PR #96, opened 2026-05-31
feat(android): add biometric auth, keystore encryption, and clipboard security

DevAnuragT:
## Summary

Adds security infrastructure for biometric authentication, seed phrase encryption, app access preferences, and clipboard security. Closes the biggest security gap — plaintext mnemonic on disk — and adds the foundation for auth gates on sends and seed viewing (wiring comes in a follow-up PR).

## Changes

- `services/BiometricService.kt`: New — BiometricPrompt wrapper with `authenticate()` suspend function, availability checks, lockout fallback to device credential, typed `AuthResult` enum
- `services/KeystoreEncryptionService.kt`: New — AES-256-GCM encrypt/decrypt with Android Keystore hardware-backed key, StrongBox fallback, `migrateFromPlaintext()` for upgrading existing wallets
- `services/AppAccessPreferences.kt`: New — SharedPreferences-backed toggles for App Unlock and Payment Confirmation, `shouldRequireAuth(context, isOnChain)` decision logic
- `util/ClipboardUtils.kt`: New — `copySensitive()` sets `EXTRA_IS_SENSITIVE` on API 33+, schedules clipboard clearing after 60 seconds
- `ui/settings/BackupView.kt`: Added scroll support, clipboard confirmation dialog (styled with rounded corners, warning icon, green Copy button, 60s auto-clear note), blue "Copy Seed Words" button
- `ui/settings/SettingsScreen.kt`: Updated copy button to use clipboard security dialog (legacy screen, kept for compatibility)
- `test/AppAccessPreferencesTest.kt`: Unit tests for auth gate logic — on-chain always requires auth, Lightning only when Payment Confirmation enabled, disabling toggles requires auth

## Test plan

- Settings → Backup → "Backup Seed Words" → seed words appear, page is scrollable
- Scroll down → "Copy Seed Words" button visible (blue outlined)
- Tap "Copy Seed Words" → styled dialog appears with warning icon, "Copy" (green) and "Cancel" buttons
- Tap "Cancel" → dialog dismisses, nothing copied
- Tap "Copy" → seed copied to clipboard, button shows "Copied"
- Paste in another app → seed phrase is there
- Keep app in foreground 60s → paste again → clipboard cleared (empty)
- On Android 13+: clipboard preview in notification shade does NOT show seed text (EXTRA_IS_SENSITIVE)
- App launches normally, no regressions on any existing flows

### DIFF
--- a/android/app/src/main/java/com/stablechannels/app/services/AppAccessPreferences.kt
+++ b/android/app/src/main/java/com/stablechannels/app/services/AppAccessPreferences.kt
@@ -1,0 +1,111 @@
+package com.stablechannels.app.services
+
+import android.content.Context
+
+/**
+ * Manages App Access security preferences stored in SharedPreferences.
+ *
+ * Two independent toggles:
+ * - App Unlock: requires biometric auth on launch and resume after 5s in background
+ * - Payment Confirmation: requires biometric auth before Lightning sends
+ *
+ * Auth gate rules:
+ * - On-chain sends ALWAYS require auth (regardless of toggle state)
+ * - Seed phrase viewing ALWAYS requires auth (regardless of toggle state)
+ * - Lightning sends require auth only when Payment Confirmation is enabled
+ * - Disabling either toggle requires auth; enabling does not
+ */
+data class AppAccessPreferences(
+    val appUnlockEnabled: Boolean = false,
+    val paymentConfirmationEnabled: Boolean = false
+)
+
+/**
+ * Utility for reading/writing App Access preferences and determining
+ * when authentication is required.
+ */
+object AppAccessPreferencesManager {
+
+    private const val PREFS_NAME = "app_access_prefs"
+    private const val KEY_APP_UNLOCK = "app_unlock_enabled"
+    private const val KEY_PAYMENT_CONFIRMATION = "payment_confirmation_enabled"
+
+    private fun getPrefs(context: Context) =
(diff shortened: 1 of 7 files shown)


toneloc:
This should not be enabled by default, but the user should be able to opt into it from Settings, similar to how the iOS app exposes App Unlock and Payment Confirmation.

I’m also not sure the actual sensitive flows are wired up yet, such as payment sends or seed reveal; if the first version only gates app open/resume, that’s fine as a starting point. 

The higher priority is making sure the core user flows remain correct and uninterrupted.

We can layer these auth gates onto the specific actions once those flows are very reliable.

DevAnuragT:
Yes there are toggle buttons in settings to enable and disable biometric feature. 
And it will actually be implemented in my next PR which I will post once this is merged. This is like a base, not everything is implemented in this

toneloc:
> Yes there are toggle buttons in settings to enable and disable biometric feature. And it will actually be implemented in my next PR which I will post once this is merged. This is like a base, not everything is implemented in this

Got it. Thanks!

DevAnuragT:
> > Yes there are toggle buttons in settings to enable and disable biometric feature. And it will actually be implemented in my next PR which I will post once this is merged. This is like a base, not everything is implemented in this
> 
> Got it. Thanks!

so can you please merge it so that I can move forward

PR #108, opened 2026-06-03
stable-channels-lsp: TLV trade/sync protocol, splice reconcile, and RegisterPush hardening

Billa05:
Adds interactive stability on the two-daemon split (vanilla LDK Server plus stable-channels-lsp). The wallet drives Buy/Sell and balance changes over a custom Lightning TLV, the daemon verifies and applies them. The core stability math is the shared stable_channels crate, unchanged.

What it adds:
  - TRADE_V1 / SYNC_V1: a node-signed JSON envelope in a custom TLV (type 13377331) over a 1 msat keysend. The daemon reads inbound TRADE_V1 from PaymentReceived custom records, verifies the node signature via LDK Server gRPC, validates the balance, applies the trade, and keysends a signed SYNC_V1 back.
  - Splice reconcile: a splice-out deducts the spliced amount from the stable backing and syncs the wallet.
  - Forwarded-payment reconcile: a forward out of a stable channel deducts the spent amount and syncs.
  - RegisterPush hardening: requires a node-signed REGISTER_PUSH_V1 envelope verified via gRPC inside a 300s window, closing an IDOR where node_id was trusted from the client.
  - Operator GUI: an LDK Server log viewer tab.
  - FCM push: sign the OAuth2 JWT with jsonwebtoken instead of openssl.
● ● ●
Problem to solve
Only a number should come back: the count of lines above that include "styled".

Answer below
2